PR #2770, opened 2022-10-23
Added Box and Gaussian blurring

nobytesgiven:
I implemented Box and Gaussian blurring. Efficient blurring code is hard to write when prototyping and is used in many places (pause-screens, shadows).

### Example code
```c
#include "raylib.h"

{
        InitWindow(800, 600, "Blur");
		Image im =  LoadImage("redstar.png");
		ImageBlurGaussian(&im, 5);
		//ImageBlurBox(&im, 5);
		Texture2D  tx = LoadTextureFromImage(im);
                BeginDrawing();
                ClearBackground(WHITE);
				
				 DrawTexture(tx, 0, 0, WHITE);

                EndDrawing();
        }

		UnloadImage(im);
		UnloadTexture(tx);
        CloseWindow();

        return 0;
}
```
image

### DIFF
--- a/src/rtextures.c
+++ b/src/rtextures.c
@@ -194,6 +194,10 @@
     #define PIXELFORMAT_UNCOMPRESSED_R5G5B5A1_ALPHA_THRESHOLD  50    // Threshold over 255 to set alpha as 0
 #endif
 
+#ifndef GAUSSIAN_BLUR_ITERATIONS
+    #define GAUSSIAN_BLUR_ITERATIONS  4    // Number of box blur iterations to approximate gaussian blur
+#endif
+
 //----------------------------------------------------------------------------------
 // Types and Structures Definition
 //----------------------------------------------------------------------------------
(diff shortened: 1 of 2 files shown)


raysan5:
@nobytesgiven Could we convert it into a single function?
```c
ImageBlur(Image *image, int blurSize, int iterations);
```

src/rtextures.c
```diff
@@ -1494,6 +1498,147 @@ void ImageAlphaPremultiply(Image *image)
     ImageFormat(image, format);
 }
 
+// Apply box blur
+void ImageBlurBox(Image *image, int blurSize) {
```
JosephSBoyle, line 1502: I'm not familiar with this algorithm so this function is a little hard for me to understand. Is there a description you could add that names it, or even better a link to the algorithm's e.g wikipedia page?

nobytesgiven: https://en.m.wikipedia.org/wiki/Box_blur

raysan5:
> I guess we can but ImageBlur is very generic, there are multiple types of blur (motion blur, zoom blur, out of focus blur, etc).
> Also, I don't think a user will be able to understand why they need more iterations in their blurring code.

I agree, then we can just keep the `ImageBlurGaussian()`, with the iterations define in case someone needs another kind of blur. Personally I always use gaussian blur, never box blur, quality is higher and, considering it is a function not to be called on a loop, just providing the best quality (and most common) version is a good trade-off.

nobytesgiven:
@raysan5 Everything should be fixed now.

raysan5:
@nobytesgiven thank you very much for the addition! 🙂

PR #2774, opened 2022-10-24
Updated bindings support for crystal

sol-vin:
All fresh and current.


raysan5:
@sol-vin thanks for the update

PR #2775, opened 2022-10-25
Fixed blur issue on opaque pictures & added example

nobytesgiven:
Sorry for the second pull request on this, there was a problem on opaque pictures.
Also added blur on an example.


raysan5:
@nobytesgiven No problem! Thanks for the fix!

PR #2776, opened 2022-10-26
Add ChezScheme support

Yunoinsky:
I've just write a binding generator for raylib in Chez Scheme 9.5.8, and rewrite some of the examples in scheme✅. This idea is inspired by  Petelliott's [raylib-guile](https://github.com/petelliott/raylib-guile).


raysan5:
@Yunoinsky Nice! Great addition!

PR #2786, opened 2022-11-02
Fix examples/build.zig for the latest Zig version

RomanAkberov:
#2720 fixed the build.zig in src/, but not the one in examples/.


raysan5:
@RomanAkberov thanks for the review!

PR #2787, opened 2022-11-04
Fix ExportDataAsCode() data types

RGDTAB:
When I tried using negative numbers, or numbers over 128, the hexadecimal value returned would have 8 digits instead of only having 2. 
ExportDataAsCode() uses the 'x' format specifier to convert decimal to hexadecimal, which is only usable with unsigned data.


raysan5:
@RGDTAB thanks for the review

PR #2790, opened 2022-11-08
removing typo

sDos280:


raysan5:
@sDos280 thanks for the fix!

PR #4277, opened 2024-08-23
[build] CMake: Delete BuildOptions.cmake

Peter0x44:
This file seems to not do anything useful. From what I can tell the OSX_FATLIB option sets CMAKE_OSX_ARCHITECTURES to "x86_64;i386". This doesn't account for the arm that apple now has, as well as 32 bit support being completely removed, and I think it's entirely reasonable to expect users to pass the necessary architectures they want themselves. It's possible this could break some users who rely on this, but I sincerely doubt anyone does. The solution is trivial either way (put -DCMAKE_OSX_ARCHITECTURES="i386;x86_64" on the command line yourself)

The second part of BuildOptions.cmake claims to set PLATFORM to "Web" if the emscripten toolchain file is used (if (EMSCRIPTEN)), but it does not work correctly anyway. Currently, glfw searches for wayland and x11 libraries and fails likeso:

CMake Error at /usr/share/cmake/Modules/FindPkgConfig.cmake:645 (message):
  The following required packages were not found:
   - wayland-client>=0.2.7
   - wayland-cursor>=0.2.7
   - wayland-egl>=0.2.7
   - xkbcommon>=0.5.0

Call Stack (most recent call first):
  /usr/share/cmake/Modules/FindPkgConfig.cmake:873 (_pkg_check_modules_internal)
  src/external/glfw/src/CMakeLists.txt:163 (pkg_check_modules)

Considering this code doesn't work as described, it's okay to delete it. I think a better check should be implemented, but that is for a different PR.


raysan5:
@Peter0x44 Thanks for the review! PRs deleting code are the best ones! 😄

##########

## Brief
Count every line in the entries above where the word "Yunoinsky" appears; respond with the number alone.

## Exercise answer
2